Bulgarian Ambassador to Japan
- In office 2004–2009

Deputy Chairperson of the National Assembly of Bulgaria
- In office 1997–2002

Chairperson of the National Assembly of Bulgaria
- In office 1995–1997
- Preceded by: Aleksandar Yordanov
- Succeeded by: Yordan Sokolov

Personal details
- Born: 8 February 1932 Asenovgrad, Bulgaria
- Died: 19 January 2020 (aged 87)
- Occupation: • Diplomat • Mathematician • Politician

= Blagovest Sendov =

Bulgarian mathematician and politician (1932–2020)

Blagovest Hristov Sendov (Благовест Сендов; 8 February 1932 – 19 January 2020) was a Bulgarian mathematician, diplomat and politician.

==Early life and education==
Sendov was born in Asenovgrad, Bulgaria.

==Career==

===Academic===
Sendov was the rector of Sofia University, located in Sofia, Bulgaria; and the Chairman of Bulgarian Academy of Sciences, also located in Sofia. He had more than 200 publications in fields related to mathematics and computer science.

===Post-1989 political career===

Sendov took part as an independent in the 1992 Bulgarian presidential election with Ognyan Saparev as his running mate, finishing in 4th place with 2.24% of the votes.

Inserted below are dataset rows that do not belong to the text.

PR #2847, opened 2024-03-14
fix(file-dropzone): display the component as a block element

Kiarokh:
Previously, it was a unnecessarily a `grid`,
which used to set certain expectations on its children. A block element is generic, and the consumer
can change it to whatever is suitable where they use it.

required for https://github.com/Lundalogik/lime-crm-components/pull/2187/

## Review:

### Browsers tested:

Windows:
- [ ] Chrome
- [ ] Edge
- [ ] Firefox

Linux:
- [ ] Chrome
- [ ] Firefox

macOS:
- [ ] Chrome
- [ ] Firefox
- [ ] Safari

Mobile:
- [ ] Chrome on Android
- [ ] iOS

### DIFF
--- a/src/components/file-dropzone/examples/file-dropzone-type-filtering.scss
+++ b/src/components/file-dropzone/examples/file-dropzone-type-filtering.scss
@@ -4,16 +4,11 @@
     gap: 1.5rem;
 }
 
-limel-input-field,
-div {
-    min-height: 10rem;
-    background-color: rgb(var(--contrast-100));
-    border-radius: 0.5rem;
-}
-
 div {
     display: flex;
     align-items: center;
     justify-content: center;
     border: 1px solid rgb(var(--contrast-800));
+    border-radius: 0.5rem;
+    min-height: 10rem;
 }
--- a/src/components/file-dropzone/file-dropzone.scss
+++ b/src/components/file-dropzone/file-dropzone.scss
@@ -1,5 +1,5 @@
 :host(limel-file-dropzone) {
-    display: grid;
+    display: block;
     position: relative;
 }
 


src/components/file-dropzone/examples/file-dropzone-type-filtering.scss
```diff
@@ -4,16 +4,15 @@
     gap: 1.5rem;
 }
 
-limel-input-field,
-div {
-    min-height: 10rem;
-    background-color: rgb(var(--contrast-100));
-    border-radius: 0.5rem;
+limel-input-field {
+    --textarea-height: 6rem;
```
LucyChyzhova, line 8: I don't think we should lock the resizing by setting strict height.  It's good if consultants can resize the input field and see that the dropzone also growing.

src/components/file-dropzone/file-dropzone.scss
```diff
@@ -1,5 +1,5 @@
 :host(limel-file-dropzone) {
-    display: grid;
+    display: block;
```
LucyChyzhova, line 2: What if we use display: flex here?

Kiarokh: A "block element" is an HTML element that typically starts on a new line and takes up the full width available to it. This way, it creates a block-like structure on the web page. 

Examples of block-level elements include `<div>`, `<p>`, `<header>`, `<footer>`, `<section>`, and `<article>`. These elements are often used for structuring and organizing content on a webpage. 

Since this component is a "wrapper", it shouldn't automatically affect the layout of its children. It should be neutral. The only neutral thing we have is `block`, which will turn it into a block element. It's essentially telling the web-browser that it should treat `limel-file-dropzone` like a `div`.

Both `gird` and `flex` affect how their children are distributed in the layout. Grid forces the children to be rendered in rows (vertically), and Flex forces its children to be rendered in columns (horizontally). If we use this, we will have to document this behavior, and ask the consumers to override this or think about it every time they use this component.

Sometimes, the consumers should still override the layout, buy setting `display: something-else;` on `<limel-file-dropzone />`. This is what we did in the web-client, since there was 3 children there already and they were set-up to be flex children. So we turned `limel-file-dropzone` to a `flex` there.

src/components/file-dropzone/examples/file-dropzone-type-filtering.scss
Kiarokh: good idea!

src/components/file-dropzone/file-dropzone.scss
LucyChyzhova: Thanks, Kia! I was not sure since we are overriding it in the webclient. However, your explanations sound reasonable, let me test it on both sides one more time. Yesterday it broke the webclient layout.

Kiarokh: thanks Lucy. Just make sure you're on the latest on the web client and crm components. That problem is already fixed and merged there, and is independent of this change here.

LucyChyzhova (approved):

===National Assembly of Bulgaria===
From 1995 to 1997, he was the chairperson of the National Assembly of Bulgaria; and from 1997 to 2002, he was its deputy chairperson. His candidacy for that position was supported by the Bulgarian Socialist Party (BSP), the successor to the Bulgarian Communist Party (BCP). Although never a member of the BCP, Sendov had close ties to former Bulgarian communist dictator Todor Zhivkov.

The rightist Union of the Democratic Forces removed him temporarily from that duty in 2000 when Sendov cosigned, together with four members of the BSP, a letter to the Israeli president asking that portraits of the Bulgarian royal family (from the 1940s) be removed from a memorial in Israel. This memorial commemorates that all Bulgarian Jews were saved from deportation to concentration camps during World War II.

===Bulgaria ambassador to Japan===
Sendov was Bulgarian ambassador to Japan from 2004 to 2009.

===Sendov's conjecture===
Sendov's name is attached to one of the major problems in the study of polynomial zeros, Sendov's conjecture (sometimes incorrectly known as Ilieff's conjecture).

===Serbian Academy of Sciences and Arts===
In 2000 he was elected as a member of Serbian Academy of Sciences and Arts, an academic institution located in Belgrade, Serbia.